PR #213, opened 2019-11-27
Fix switching to encoded subtitles causing the video player to hang.

nielsvanvelzen:
The .switchSubtitleStream() function calls the stop & play functions which will then call the switch function and this ends up looping.

Adding an additional check if the stream we want to switch to isn't the currently used stream prevents this.


nielsvanvelzen:
I tried that at first but I still got some issues so I used the current solution. I'll have another look at it later this week to see if I can fix it outside of the `switchSubtitleStream` method.

PR #216, opened 2019-11-29
Change source language from en to en-us

theg00s3:
This *should* work


dkanada:
This should probably just be set in Weblate rather than changed in the source.

theg00s3:
good idea
________________________________

dkanada:
@anthonylavado could you make the change?

anthonylavado:
@dkanada @theg00s3 I actually don't think I can change the name in Weblate. Because no language code is picked up, it is just assuming "English". I could change the definition for that to be English US, but I think it might not break other things.

dkanada:
@anthonylavado so this pull request should get merged before you can set the default in Weblate then?

thornbill:
Based on the Android documentation (https://developer.android.com/guide/topics/resources/localization) we must have the default string values in the default (locale agnostic) location. This is reinforced by the CI build being broken by this change.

▶ _Problem description_
Check all the records above and select each line where the string "should" is found.

▶ _Response to this exercise_
This *should* work
This should probably just be set in Weblate rather than changed in the source.
@anthonylavado so this pull request should get merged before you can set the default in Weblate then?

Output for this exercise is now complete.